Fit

Being “fit” means taking care of our bodies. Every day, you make countless decisions that pull you closer (or push you farther away) from your ideal self. Maintaining a level of fitness simply makes our quality of life better at any age. It allows us to play harder, compete stronger and move easier (and possibly with less pain) through life.

Why YOU need to start moving TODAY
The Centers for Disease Control and Prevention lists several benefits to adding more physical activity to your daily life.

Moving more will:

  • help you manage your weight
  • reduce your risk of cardiovascular disease, type 2 diabetes and some types of cancers
  • strengthen bones and muscles
  • improve your mental health (cognitive and emotional)
  • improve your ability to carry out daily activities and less likely to injure yourself
  • possibly improve your chances of living longer

The “Official” Physical Activity Guidelines
According to the US Department of Health and Human Services Physical Activity Guidelines for Americans, adults (ages 18 to 65) should aim for a minimum of 2 hours and 30 minutes (150 minutes) of moderate-intensity aerobic activity a week. This includes activities like brisk walking, ballroom dancing or gardening. Another option is to do 1 hour and 15 minutes (75 minutes) of heart-pounding, vigorous aerobic physical activity spread across a week. This includes exercise like jogging, aerobic dancing and jumping rope. Or you can do a combination of moderate- and vigorous-intensity aerobic activities. In addition to the cardiovascular component, the guidelines recommend performing muscle-strengthening exercises that target the major muscle groups twice a week.

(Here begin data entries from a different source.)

PR #3229, opened 2026-08-31
Mark ObjC declarations with _callable / _callable_class (#3228)

### LINKED ISSUE #3228: ObjC declarations carry no _callable / _callable_class markers, so marker-gated passes skip ObjC entirely
## Summary

The ObjC extractor builds its nodes by hand and never sets `_callable` or `_callable_class`, so **no ObjC declaration is visible to any pass that indexes declarations by those markers**. Every other language gets both from one place in the generic engine.

`graphify/extractors/objc.py`:

```python
def add_node(nid: str, label: str, line: int) -> None:
    if nid not in seen_ids:
        seen_ids.add(nid)
        nodes.append({"id": nid, "label": label, "file_type": "code",
                      "source_file": str_path, "source_location": f"L{line}"})
```

versus `graphify/extractors/engine.py`, which stamps them for every generic-engine language:

```python
for n in nodes:
    if n["id"] in callable_def_nids:
        n["_callable"] = True
        if n["id"] in callable_class_nids:
            n["_callable_class"] = True
```

## Reproduction

```objc
// Greeter.h
@interface Greeter : NSObject
- (void)greet;
@end
```

```
$ python -c "...extract(['Greeter.h'])..."
NODE 'Greeter.h'  _callable=None  _callable_class=None      # file node, correct
NODE 'Greeter'    _callable=None  _callable_class=None      # <- should be a type
NODE 'NSObject'   _callable=None  _callable_class=None      # dangling stub, correct
NODE '-greet'     _callable=None  _callable_class=None      # <- should be callable
```

The same class written in Java:

```
NODE 'Greeting'   _callable=True  _callable_class=True
NODE '.greet()'   _callable=True  _callable_class=None
```

## Why it matters

`_callable_class` + `source_file` is the standard "this is a real type declaration, not a stub" gate. Consumers today:

- `cross_repo_types.py:42` — the `same_type_as` pass from #3007: no ObjC class can ever be a candidate.
- `extract.py:4211` and `extract.py:4320` — the qualified-name declaration indexes.
- `extract.py:6904` — `class_nids`, the #2137 exclusion that keeps a class from being resolved as a callback target. ObjC currently lands on the right side of this one by accident, because it has no `_callable` either.
- `cli.py:3786` / `watch.py:1644` — both carry the markers across an incremental rebuild, so the gap is preserved rather than healed on the next run.

Marker-gated passes are the pattern for anything that needs to distinguish a declaration from a reference, so this is a floor that every new cross-file or merge-time pass hits with ObjC.

## A second, related gap: the method-label sigil

ObjC method labels keep the selector sigil (`objc.py`, `add_node(method_nid, f"{prefix}{method_name}", line)`), so the label is `-greet` / `+shared` where every other extractor emits `.greet()`. Any pass that builds a name key from a label by stripping `.` and `()` — the normalizer shape used by the merge-time passes — gets `-greet` and never matches a plain `greet` from a call site.

The two together are what keep ObjC out of the merge-time cross-repo passes: the marker gap makes the class invisible to the declaration index, and the sigil makes its methods unmatchable by name.

## Scope of the attached PR

The PR pairs with this issue and fixes the **marker** half only: `@interface` / `@implementation` / `@protocol` nodes get `_callable` + `_callable_class`, method nodes get `_callable`, and the file node and dangling-reference stubs stay unmarked. That half stands alone and is a prerequisite for the other.

The sigil half touches name normalization rather than the extractor, and the natural place for it is whichever normalizer is doing the matching, so I left it out of this PR rather than guess at the shape. Happy to follow up with it — say which side you'd rather have it on (extractor label vs. normalizer).

xiongjianxu:
Fixes #3228.

## What was wrong

The ObjC extractor builds its nodes by hand and never set `_callable` or `_callable_class`, so no ObjC declaration was visible to any pass that indexes declarations by those markers. Every generic-engine language gets both in one place (`extractors/engine.py`, `callable_def_nids` / `callable_class_nids`).

```objc
@interface Greeter : NSObject
- (void)greet;
@end
```

```
before                                          after
'Greeter'  _callable=None  _callable_class=None  ->  True / True
'-greet'   _callable=None  _callable_class=None  ->  True / -
'Greeter.h'        (file node, stays unmarked)   ->  unchanged
'NSObject'         (dangling stub, unmarked)     ->  unchanged
```

The Java equivalent already reports `_callable=True, _callable_class=True` for the type and `_callable=True` for the method, so this is extractor parity, not a new concept.

## What this changes

`extractors/objc.py` only:

- `add_node` takes an optional tuple of markers to set.
- `@interface` and `@implementation` class nodes: `_callable` + `_callable_class`.
- `@protocol` nodes: the same, because a protocol is a type declaration and the engine marks a Java/C# interface the same way.
- Method nodes: `_callable`.
- The file node and the stubs `ensure_named_node` mints for dangling references stay unmarked — a stub has no declaration behind it, which is the property the `source_file` half of every declaration gate relies on.

No edges, ids, labels or traversal change, and the markers already survive the id-remap and the incremental rebuild path (`cli.py` / `watch.py` copy them across, `extract.py` deliberately does not pop them, #2438).

## Why it matters

`_callable_class` + `source_file` is the standard "real type declaration, not a stub" gate. Consumers today: `cross_repo_types.py:42` (the `same_type_as` pass from #3007), `extract.py:4211` and `extract.py:4320` (qualified-name declaration indexes), `extract.py:6904` (`class_nids`, the #2137 callback-target exclusion). ObjC was excluded from all of them, and `cli.py:3786` / `watch.py:1644` carried the gap across incremental rebuilds rather than healing it.

## Tests

`tests/test_objc_callable_markers.py` — 7 tests: a class from a header, a class from an implementation with no header in the corpus, a header/impl pair after `_merge_decl_def_classes` folds it (the markers have to be on whichever node survives), instance and class methods being callable but not types, a protocol, and the two kinds of node that must stay unmarked (the file node and a dangling-reference stub).

Full suite before and after: **identical failure sets** — 408 failed / 4563 passed on `v8`, 408 failed / 4570 passed here (+7, the new file). The 408 are pre-existing in my environment, mostly tree-sitter grammars I don't have installed (Python, Ruby, …); `test_serve_http.py` is excluded from both runs for an x86_64/arm64 `rpds` mismatch. `ruff check` clean.

## Not included

The second half of #3228 — ObjC method labels keeping the `+`/`-` selector sigil, where every other extractor emits `.greet()` — is name normalization rather than extraction, so it is not in this diff. Happy to follow up once you say which side should own it.

### DIFF
--- a/graphify/extractors/objc.py
+++ b/graphify/extractors/objc.py
@@ -12,6 +12,14 @@ import re
 # `C++Bridge.h` and `Foo+.h` are left intact.
 _OBJC_STEM_PART = re.compile(r"[A-Za-z_][A-Za-z0-9_]*")
 
+# Declaration markers, matching what the generic engine puts on every other
+# language's definitions (#2438): `_callable` says "a real callable, not a
+# same-named data symbol", and `_callable_class` narrows that to a type, which is
+# callable only through a constructor. Passes that index declarations gate on
+# these, so a node without them is invisible to them.
+_CALLABLE = ("_callable",)
+_CALLABLE_CLASS = ("_callable", "_callable_class")
+
 
 def _objc_category_base_stem(stem: str) -> str:
     """Strip an ObjC category/extension suffix from a file stem (``Foo+Cat`` -> ``Foo``).
@@ -115,11 +123,14 @@ def extract_objc(path: Path) -> dict:
     # same (class, field) tombstones the entry (None) — drop, don't guess.
     objc_field_types: dict[str, dict[str, str | None]] = {}
 
-    def add_node(nid: str, label: str, line: int) -> None:
+    def add_node(nid: str, label: str, line: int, markers: tuple[str, ...] = ()) -> None:
         if nid not in seen_ids:
             seen_ids.add(nid)
-            nodes.append({"id": nid, "label": label, "file_type": "code",
-                          "source_file": str_path, "source_location": f"L{line}"})
+            node = {"id": nid, "label": label, "file_type": "code",
+                    "source_file": str_path, "source_location": f"L{line}"}
+            for marker in markers:
+                node[marker] = True
+            nodes.append(node)
 
     def add_edge(src: str, tgt: str, relation: str, line: int,
                  confidence: str = "EXTRACTED", weight: float = 1.0,
@@ -284,7 +295,7 @@ def extract_objc(path: Path) -> dict:
             # produced fine when the members lived in `Foo.h` (#1556).
             cls_stem = _objc_category_base_stem(stem) if _objc_is_category(node) else stem
             cls_nid = _make_id(cls_stem, name)
-            add_node(cls_nid, name, line)
+            add_node(cls_nid, name, line, _CALLABLE_CLASS)
             add_edge(file_nid, cls_nid, "contains", line)
             # superclass is second identifier after ':'
             colon_seen = False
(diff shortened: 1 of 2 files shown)


xiongjianxu:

These guidelines are helpful because they give us an idea of how much time we should spend on the fitness component of our lives; however, they don’t appear to be motivating people. A report published in Morbidity and Mortality Weekly Report, a journal of the Centers for Disease Control and Prevention, revealed that only 20 percent (1 in 5) Americans were meeting the combined aerobic/strength training recommendations. 

Bottom line
We are all busy people with different bodies and abilities. If you are new to the idea of physical fitness or haven’t exercised for awhile, then start small and take each day as it comes. The “official” guidelines can seem overwhelming at first.

Those of you who are already active can use the guidelines to set new weekly targets. 

If you happen to be among the 20 percent of Americans already meeting the guidelines, then keep it up!

Need more motivation? Do this for yourself. Do it for the people you love– and the people who love you.